Baykar est le premier exportateur turc de défense, avec plus de 30 clients internationaux. Son drone vedette, le Bayraktar TB2, a été massivement utilisé dans les conflits en Libye, Syrie, Ukraine et Haut-Karabagh, où il a démontré une efficacité médiatique et militaire sans précédent. Le TB2 est désormais devenu une référence dans la catégorie des drones MALE (altitude moyenne, longue endurance), concurrençant directement les Heron israéliens et les Wing Loong chinois.

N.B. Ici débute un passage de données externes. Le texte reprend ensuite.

PR #197, opened 2019-06-06
add merge node

shz117:
- refactor interfaces to common pkg
 - add query plan, define plan nodes
 - implement resultMerge logic

### DIFF
--- a/broker/query_plan.go
+++ b/broker/query_plan.go
@@ -1,15 +1,27 @@
+//  Copyright (c) 2017-2018 Uber Technologies, Inc.
+//
+// Licensed under the Apache License, Version 2.0 (the "License");
+// you may not use this file except in compliance with the License.
+// You may obtain a copy of the License at
+//
+//     http://www.apache.org/licenses/LICENSE-2.0
+//
+// Unless required by applicable law or agreed to in writing, software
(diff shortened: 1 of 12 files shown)


broker/query_plan.go
```diff
@@ -0,0 +1,142 @@
...
+	"github.com/uber/aresdb/broker/common"
+	"github.com/uber/aresdb/cluster/topology"
+	"github.com/uber/aresdb/query"
+	queryCom "github.com/uber/aresdb/query/common"
+	"github.com/uber/aresdb/utils"
+	"sync"
+)
+
+type blockingPlanNodeImpl struct {
+	children []common.BlockingPlanNode
```
voyager-dw: something to remind:
1. each shard will have multiple owners
2. within query timeout, if one request to one shard owner fail, can retry other shard owner
3. hll need to support two mode, we can disscuss

shz117: for 1 and 2. RPC calls will be implemented in a different BlockingPlanNode (RPCNode), each of which will own a shard for this query, and handle retry within itself. any error returned from RPCNode will be considered un-recoverable. timeout can be passed to RPCNode as Context.

PR #402, opened 2019-08-13
Add primary term check to the schema taxonomy

igorschoester:
## Summary

* Fixes a bug where the primary category would not be reflected correctly in the product schema output when it was being used to set the manufacturer or brand.

* Added tests for general schema output to be able to test the private functions that are changed.
* Changed the class variables from private to protected to be able to set them in the test double.
* Moved the `Frontend->canonical` to a protected function to be able to mock it.
* Added PHPCS exclusions for the test doubles.

## Test instructions

* Reproduce on trunk: see the issue.
* Switch to this branch and build it.
* Refresh the frontend source of your product again and check the output of the `brand` and `manufacturer` to see if they match the primary category.

Fixes https://github.com/Yoast/bugreports/issues/468


classes/woocommerce-schema.php
```diff
@@ -217,4 +215,45 @@ private function add_image( $canonical ) {
...
+	 * @param int    $post_id       Post ID for the term.
+	 *
+	 * @return WP_Term|null The primary term, the first term or null.
+	 */
+	protected function get_primary_term_or_first_term( $taxonomy_name, $post_id ) {
+		$primary_term    = new WPSEO_Primary_Term( $taxonomy_name, $post_id );
+		$primary_term_id = $primary_term->get_primary_term();
+
+		if ( $primary_term_id !== false ) {
+			$primary_term = get_term( $primary_term_id );
```
IreneStr: Reusing the $primary_term variable in this scope is a little confusing.

classes/woocommerce-schema.php
```diff
@@ -217,4 +215,45 @@ private function add_image( $canonical ) {
 			$this->data['image'] = $image_schema->generate_from_url( wc_placeholder_img_src() );
 		}
 	}
+
+	/**
+	 * Tries to get the primary term, then the first term, null if none found.
+	 *
+	 * @codeCoverageIgnore
```
IreneStr: I don't think there is a reason to not test this function.

IreneStr:
Acceptance 👍

IreneStr:
CR of new tests 👍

En 2025, même si les chiffres ne sont pas encore publiés, les experts estiment que le chiffre d’affaires pourrait dépasser 2,5 milliards d’euros, en incluant les contrats du Kızılelma et les premières commandes pour le drone vertical Cezeri.
Une information confirmée par le ministre turc de l’Énergie
C’est le ministre turc de l’Énergie, Alparslan Bayraktar, qui l’a confirmé le 4 décembre : Baykar développe actuellement un prototype de réacteur modulaire de 40 mégawatts. Ce projet a en ligne de mire un objectif assez simple : produire de l’électricité nucléaire décentralisée, plus propre, plus flexible, et plus rapide à déployer que les centrales classiques. La Turquie souhaite produire 10 à 15 % de son électricité grâce à l’atome d’ici 2050.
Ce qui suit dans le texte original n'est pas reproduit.